А их переписка — письма из тюрьмы в лагерь, из лагеря в тюрьму — роман о любви и роке пятидесятых?
А многолетняя, полная драматических перипетий жизнь Аллы Александровны с рукописями и именем Даниила Андреева: с «Розой Мира» и «Навной», «Железной мистерией» и «Рухом»? Все это поэт знал наперед:
Нудный примус грохочет,
Обессмыслив из кухни весь дом:
Злая нежить хохочет
Над заветным и странным трудом.
Если нужно — под поезд
Ты рванешься, как ангел, за ним;
Ты умрешь, успокоясь,
Когда буду читаем и чтим…
Еще до встречи у них было общее.
Общее счастливое детство («младенчество было счастливым…» — писал Даниил Андреев). У нее в Кривоколенном переулке, потом на Плющихе, в семье отца, доктора Бружеса. У него в Малом Левшинском, рядом с домом, где когда-то жили Аксаковы, в семье доктора Доброва. Потому, несмотря на почти десятилетнюю разницу в возрасте, говоря о себе, она что-то видит его глазами, а о его детстве рассказывает, как о собственном.
Детство обоих овеяно музыкой.
О пылком музицировании доктора Доброва кто только не вспоминал, кто только не слышал в его исполнении «обрывки вагнеровской увертюры, чаще всего тягучие басы „Тангейзера“». Отец Аллы Александровны учился у Римского-Корсакова. Мать мечтала стать певицей. Брат стал музыкантом.
Обоих завораживала Москва их детства и отрочества. Москва с извозчиками, в белом сугробистом снегу в нетронутых арбатских переулках. Москва, не искалеченная сталинской «великой реконструкцией», со звонящими колоколами, среди которых и колокола храма Христа Спасителя, слышимые в Малом Левшинском.
Но все же от рассказов Аллы Александровны остается ощущение, что чего-то главного мы не знаем, и, конечно, никогда не узнаем. Некая тайна остается, потому что это детство поэта. Поэта-мистика, духовидца, показавшего изнанку нашего мира и множество миров, то и дело пересекающихся с нашим. А свое мифостроительство он начинает в хлебосольном, кого только не видевшем, от Горького до Белого, добровском доме. Об этом свидетельствуют уцелевшие трогательные две его детских тетради. Десятилетний автор сочинения «Юнона», еще вряд ли осознающий, на какой путь он вступил, в предисловии объявляет, что «имел целью позабавить молодежь своеобразной и оригинальной выдумкой „мой собственный мир“».
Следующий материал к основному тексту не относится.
Issue #542, opened 2022-04-05
Support Dict[str, Union[List[str], torch.Tensor]] as torchscript model input type


voe09:
Neuropod has supported torch 1.10.2 in its latest release. In Torch 1.10.2, torch.jit introduced the support for Union type. That means it can support Dict[str, Union[List[str], torch.Tensor]] as its model input type.

Currently in neuropod, torchscript backend can only support Dict[str, List[str]] or Dict[str, torch.Tensor]. Related code is https://github.com/uber/neuropod/blob/master/source/neuropod/backends/torchscript/torch_backend.cc#L354

We would like to request support for Dict[str, Union[List[str], torch.Tensor]]

VivekPanyam:
As we talked about offline, this sounds good to me.

Some additional thoughts that you should feel free to ignore (or we should create a separate issue about if they sound useful):

* It would be great to also include the option of a model taking multiple dicts as inputs instead of just one (so if a model takes in a string dict and a tensor dict, Neuropod will supply both). This would have the benefit of supporting older versions of Torch as well. It should be a fairly straightforward change to implement this.
* Neuropod already supports several output types (`Tensor`, `Dict[str, Tensor]`, named tuples, `Dict[str, List[str]]`, tuple of dicts to support multiple return types, etc). Adding the ability to return `Dict[str, Union[List[str], torch.Tensor]]` would be nice if we are going to support that type as an input

These are definitely not required as part of this task (and should not all be put in the same PR), but some things to consider if you're interested in improving the TorchScript model interface.

---

_Permalink version of the code snippet linked in original issue above:_

https://github.com/uber/neuropod/blob/1097df8fc683141db08f8d66c67cae45d0a83a33/source/neuropod/backends/torchscript/torch_backend.cc#L354-L355

PR #543, opened 2022-04-07
Support Dict[str, Union[List[str], torch.Tensor] as model input type for TorchScript 1.10.2 backend

voe09:
### Summary:
See details in 
https://github.com/uber/neuropod/issues/542

### Test Plan:
Unit test


source/neuropod/tests/test_utils.hh
```diff
@@ -209,3 +209,62 @@ void test_strings_model_ope(const std::string &neuropod_path)
     neuropod::Neuropod neuropod(neuropod_path, opts);
     test_strings_model(neuropod);
 }
+
+void test_torchscript_dict_with_union_value_type_model(neuropod::Neuropod &neuropod)
+{
+#if CAFFE2_NIGHTLY_VERSION >= 20220127
```
VivekPanyam, line 215: 1. This file is meant for generic test utils - not ones that are specific to a particular backend. These additions should be either renamed to be more generic (if we can use them in tests for other backends as well) or moved into the torch backend folder.

2. `CAFFE2_NIGHTLY_VERSION` is defined in `torch_tensor.hh`: https://github.com/uber/neuropod/blob/1097df8fc683141db08f8d66c67cae45d0a83a33/source/neuropod/backends/torchscript/torch_tensor.hh#L32-L80 Since we're not including `torch_tensor.hh` here or in `test_torchscript_backend.cc`, `CAFFE2_NIGHTLY_VERSION` is undefined. This means none of your gated test code is included in the build.

A few solutions:

* Rename the functions to be backend agnostic and move the `#if CAFFE2_...` into torch specific files (which include `torch_tensor.hh`)
* Move these functions into the torchscript backend test directory and include `torch_tensor.hh`

To make problems like this easier to catch, we should also build with `-Wundef`. I had a series of PRs converting the Neuropod build to use a very strict set of warnings flags (see [here](https://github.com/uber/neuropod/blob/1097df8fc683141db08f8d66c67cae45d0a83a33/source/bazel/cc.bzl#L4-L26)), but those settings are only used by part of the build at the moment.

VivekPanyam (changes requested):
Thanks for the PR!

Looks good overall, but as you pointed out, the added code is not executed by tests (based on code coverage). See my inline comment explaining why this is happening.

I'd also recommend writing python tests for this PR. The python tests execute the native code path and also include model packaging. They also tend to be simpler to write and maintain than the C++ inference tests that use models in `test_data`.

You can see examples of TorchScript tests [here](https://github.com/uber/neuropod/blob/master/source/python/neuropod/backends/torchscript/test/test_torchscript_packaging.py) and [here](https://github.com/uber/neuropod/blob/master/source/python/neuropod/backends/torchscript/test/test_torchscript_strings.py).

Those files test models with several input and output formats and it should be fairly straightforward to add a test or two there to make sure union works.

VivekPanyam:
One more thing to add: If it's easier, you can just replace the C++ tests you added with Python tests (instead of fixing the C++ tests and adding Python tests as well)

source/neuropod/backends/torchscript/test/torchscript_test_utils.hh
```diff
@@ -0,0 +1,84 @@
...
+#include "gtest/gtest.h"
+#include "neuropod/neuropod.hh"
+#include "neuropod/backends/torchscript/torch_tensor.hh"
+
+#include <string>
+#include <vector>
+
+#include <stdlib.h>
+
+void test_torchscript_dict_with_union_value_type_model(neuropod::Neuropod &neuropod)
```
VivekPanyam, line 27: You can probably just move this function into an anonymous namespace in the `.cc` file

source/python/neuropod/backends/torchscript/test/test_torchscript_dict_with_union_value_type_model.py
```diff
@@ -0,0 +1,83 @@
+# Copyright (c) 2020 The Neuropod Authors
```
VivekPanyam, line 1: 2022

source/neuropod/backends/torchscript/test/torchscript_test_utils.hh
```diff
@@ -0,0 +1,84 @@
...
+
+    const std::vector<int64_t> out_shape = output_data->at("c")->as_tensor()->get_dims();
+
+    EXPECT_EQ(output_vec.size(), 6);
+    EXPECT_TRUE(std::equal(output_vec.begin(), output_vec.end(), target));
+    EXPECT_TRUE(out_shape == expected_output_shape);
+#endif
+}
+
+void test_torchscript_dict_with_union_value_type_model(const std::string &neuropod_path)
```
VivekPanyam, line 59: Move the contents of this function directly into the `TEST` block that references it (since it is likely not going to be used anywhere else)

source/neuropod/backends/torchscript/test/torchscript_test_utils.hh
```diff
@@ -0,0 +1,84 @@
...
+    // Should fail because we haven't loaded the model yet
+    EXPECT_ANY_THROW(test_torchscript_dict_with_union_value_type_model(neuropod));
+
+    // Load the model and try again
+    neuropod.load_model();
+    test_torchscript_dict_with_union_value_type_model(neuropod);
+#endif
+}
+
+void test_torchscript_dict_with_union_value_type_model_ope(const std::string &neuropod_path)
```
VivekPanyam, line 76: Move the contents of this function directly into the `TEST` block that references it (since it is likely not going to be used anywhere else)

source/neuropod/backends/torchscript/test/torchscript_test_utils.hh
```diff
@@ -0,0 +1,84 @@
...
+{
+#if CAFFE2_NIGHTLY_VERSION >= 20220127
+    neuropod::RuntimeOptions opts;
+    opts.use_ope = true;
+    neuropod::Neuropod neuropod(neuropod_path, opts);
+    test_torchscript_dict_with_union_value_type_model(neuropod);
+#endif
+}
```
VivekPanyam, line 84: After the above changes, you should be able to delete this file

VivekPanyam (commented):
Looks good, just a few minor comments!

Also, in the last build, lint didn't pass. If that happens again, use `tools/lint.sh` and `tools/autofix.sh` to fix the issue. See https://neuropod.ai/docs/stable/developing/#lint-and-static-analysis for more details

source/python/neuropod/backends/torchscript/test/test_torchscript_dict_with_union_value_type_model.py
```diff
@@ -0,0 +1,83 @@
...
+        str_col = inputs['a']
+        return {'c': torch.cat([self.preprocess(str_col), num_col], dim=-1)}
+
+
+@unittest.skipIf(
+    LooseVersion(torch.__version__) < LooseVersion('1.10.0'),
+    "Torch supports UnionType after 1.10, skip the test if torch version < 1.10"
+)
+@requires_frameworks("torchscript")
+class TestTorchScriptDictWithUnionValueTypeModel(unittest.TestCase):
```
VivekPanyam, line 57: This test seems to fail on GPU w/ Torch 1.10.

The error is 
```
RuntimeError: Expected all tensors to be on the same device, but found at least two devices, cpu and cuda:0! (when checking argument for argument tensors in method wrapper___cat)
```

The inputs to `cat` in the model above should all be on the same device.

See the logs here for more details: https://buildkite.com/uberopensource/neuropod/builds/171#ac931bc6-ead8-4bff-9ba0-c6e8664f6d52/368-2477

voe09: @VivekPanyam could you grant me access to neuropod buildkite? Thanks!

VivekPanyam: Working on it

VivekPanyam (approved):
LGTM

Память Аллы Александровны и цепко подробна, и музыкально прихотлива, но все вспоминаемое связано, как мне кажется, с главной темой, которую можно было бы обозначить словом, мелькнувшим у Пушкина, — самостоянье.
Самостоянье, несмотря ни на что, перед безбожной, бесчеловечной властью, перед сминающей душу советской обыденностью, устоять перед которой труднее всего.
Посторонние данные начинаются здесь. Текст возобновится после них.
PR #1, opened 2023-08-15
Huge Japanese translation update

logue:
[FIRE-33076](https://jira.firestormviewer.org/browse/FIRE-33076) Japanese Translation Update


Ansariel:
This change unfortunately has the same issues as the initial one contributed to the LL viewer: Please do not unnecessarily change the formatting and indendation of the files as it will result in lots and lots of merge conflicts with the LL viewer.

Some files are not necessarily required, e.g. half of the files for the AnsaStorm skin are not required as the translations pulled from the default skin work fine. What is actually needed for AnsaStorm can be determined by checking the "de" folder.

logue:
> This change unfortunately has the same issues as the initial one contributed to the LL viewer: Please do not unnecessarily change the formatting and indendation of the files as it will result in lots and lots of merge conflicts with the LL viewer.

I don't know if it's SDL or expat specifications, but if the character contains a tab, it will be garbled into "□". I had this problem in my own project using the same set of techs, and it was happening in Firestorm as well.

I made it based on the original `en` directory, but some files had a mixture of tab indentation and space indentation, so I unified the indentation with two spaces. 

Which indentation format should I use here?

> Some files are not necessarily required, e.g. half of the files for the AnsaStorm skin are not required as the translations pulled from the default skin work fine. What is actually needed for AnsaStorm can be determined by checking the "de" folder.

The file structure was different depending on the language directory, so I translated all the files just in case, but is it correct to say that I should refer to the directory in 'de'?

Ansariel:
> Which indentation format should I use here?

Stick to the indentation and formatting prevelant in the files. Having a completely different file is a nightmare when merging upstream changes.

> The file structure was different depending on the language directory, so I translated all the files just in case, but is it correct to say that I should refer to the directory in 'de'?

For AnsaStorm yes. Pretty sure "pl" is far more complete in terms of all skins.

logue:
> Stick to the indentation and formatting prevelant in the files.
So what is the proper indentation setting?

At least, `floater_associate_listing.xml` sees indentation as 3 spaces, whereas `rlva_strings.xml` sees it as 2 tabs and `panel_region_experiences.xml` sees it as 2 spaces.

floater_associate_listing.xml
image

rlva_strings.xml
image

panel_region_experiences.xml
image

checked the [Firestorm Wiki](https://wiki.firestormviewer.org/) before starting work, but I couldn't find any documentation about indentation conventions.

I used XML Tools because I needed some format conventions to work with.

> For AnsaStorm yes. Pretty sure "pl" is far more complete in terms of all skins.
OK, Now delete unnecessary files.

Ansariel:
The format convention is: Don't mess with the formatting coming from upstream because that will create a huge mess when merging and makes me simply discard either version.

logue:
understood.
As far as I read upstream, it seems to be tab indentation, so I will standardize it.

However, as I mentioned earlier, the following case may cause garbled characters, so it is set to one line:

```xml
	<text name="desc txt">
		説明：
	</text>
```

becomes

```xml
	<text name="desc txt">説明：</text>
```

logue:
@Ansariel

I fixed the indentation.

Ansariel:
Closing this PR since we have merged a big update from LL in the meantime and this PR now has dozens of conflicts. Additionally, there is another PR on LL's side waiting to get merged as well, which will just create even more conflicts.

logue:
@Ansariel OK, 
Please let me know by DM when you are ready to accept. (Updates have slowed down, etc.)
Either way, it's definitely going to be a major overhaul.
Then work again.

PR #3, opened 2023-08-26
Aleric 00 which lod

AlericInglewood:
The saga continuous.

### DIFF
--- a/indra/newview/llmodelpreview.cpp
+++ b/indra/newview/llmodelpreview.cpp
@@ -2523,7 +2523,7 @@ void LLModelPreview::genMeshOptimizerLODs(S32 which_lod, S32 meshopt_mode, U32 d
         out << "Invalid level of detail: " << which_lod;
         LL_WARNS() << out.str() << LL_ENDL;
         LLFloaterModelPreview::addStringToLog(out, true); // <FS:Beq/> if you don't flash the log tab on error when do you?
-        assert(which_lod >= -1 && which_lod < LLModel::NUM_LODS); // <FS:Ale/> use the correct variable (which_lod).
+        assert(which_lod >= -1 && which_lod < LLModel::NUM_LODS); // <FS:PR-Aleric/> use the correct variable (which_lod).
         return;
     }
 
--- a/indra/newview/llmodelpreview.cpp
+++ b/indra/newview/llmodelpreview.cpp
@@ -2523,7 +2523,7 @@ void LLModelPreview::genMeshOptimizerLODs(S32 which_lod, S32 meshopt_mode, U32 d
         out << "Invalid level of detail: " << which_lod;
         LL_WARNS() << out.str() << LL_ENDL;
         LLFloaterModelPreview::addStringToLog(out, true); // <FS:Beq/> if you don't flash the log tab on error when do you?
-        assert(lod >= -1 && lod < LLModel::NUM_LODS);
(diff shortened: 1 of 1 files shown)


indra/newview/llmodelpreview.cpp
```diff
@@ -2523,7 +2523,7 @@ void LLModelPreview::genMeshOptimizerLODs(S32 which_lod, S32 meshopt_mode, U32 d
         out << "Invalid level of detail: " << which_lod;
         LL_WARNS() << out.str() << LL_ENDL;
         LLFloaterModelPreview::addStringToLog(out, true); // <FS:Beq/> if you don't flash the log tab on error when do you?
```
AlericInglewood, line 2525: This is an added (review) comment.

beqjanus: With this, I'm wondering why the assert is even there; it serves no purpose and adds nothing but technical debt (as demonstrated by this bug). The better solution is, I think, to remove the line, Which in FS coding terms means commenting it out with the tags. I'll get back to you on the preferred tag ASAP.

beqjanus: if we do want an assert there then assert(false) as you mentioned elsewhere would be less fragile.

AlericInglewood: Personally (in my own projects anyway) I prefer an assert (or whatever hard abort with stack trace) whenever an undesirable situation occurs. Where 'undesirable' can range from "unexpected" to "not understood" to "should never happen" to "can't be recovered from". My reasoning is that if anything happens that wasn't anticipated then we don't know what will happen next and if that is a crash or just undesirable behavior then we need to know when the state of the program was inconsistent as early as possible. I am aware of the reasoning of certain (open source) developers that in the same situation (where I'd add an assert) they want to attempt to recover and not crash the program, because that would reflect bad on the reputation of the project (e.g. people rather use a viewer with graphical artifacts that one that crashes precisely where the bug is; and might switch to another viewer).

Given that Release and even RelWithDebInfo doesn't compile asserts in the latter is already achieved. However, I am compiling and USING the viewer at all times with assert's compiled in, exactly for this reason: gimmi a crash - any - just one time - and I'll fix it.

In my community (in opensim) *everyone* is currently crashing during teleports about 1 every 4 times; I have crashed myself too many times, but haven't teleported a lot since I started to use the self-compiled viewer (so no stack trace of that yet). But I guess that's besides the point here ;)

TL;DR Please keep the assert - though assert(false) would be totally fine.

indra/newview/llmodelpreview.cpp
```diff
@@ -2523,7 +2523,7 @@ void LLModelPreview::genMeshOptimizerLODs(S32 which_lod, S32 meshopt_mode, U32 d
...
-        assert(lod >= -1 && lod < LLModel::NUM_LODS);
+        assert(which_lod >= -1 && which_lod < LLModel::NUM_LODS); // <FS:Ale/> use the correct variable (which_lod).
```
AlericInglewood: Just want to see what happens if I click 'Start a review'.

AlericInglewood: Looks like I am the one doing the "review" after that, and I have to Finish the review myself.
Look good! Though I'd use <FS:PR-Aleric/>, what you think? ;)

Самостоянье это не было целеустремленной, сознательной, тем более политической, борьбой за что-то или против чего-то. Нет, оно было всего лишь естественной формой самозащиты человека, не могущего жить, не мысля и не творя. Жить без литературы, без искусства. То была попытка жить более-менее нормальной духовной жизнью в ненормальном, отрицающем ее времени «войн и тираний». Потому в повествовании Аллы Александровны нет политического пафоса.
Уже у сегодняшнего читателя часто возникает недоумение перед иными, некогда крамольными, текстами. Что тут было запрещать? Но нет, система не перестраховывалась, а безошибочно чувствовала инородность, чужекровность живой культуры. Тем более культуры, связанной с ее христианскими основами, с духовными блужданиями и порывами, которыми жил оборвавшийся Серебряный век.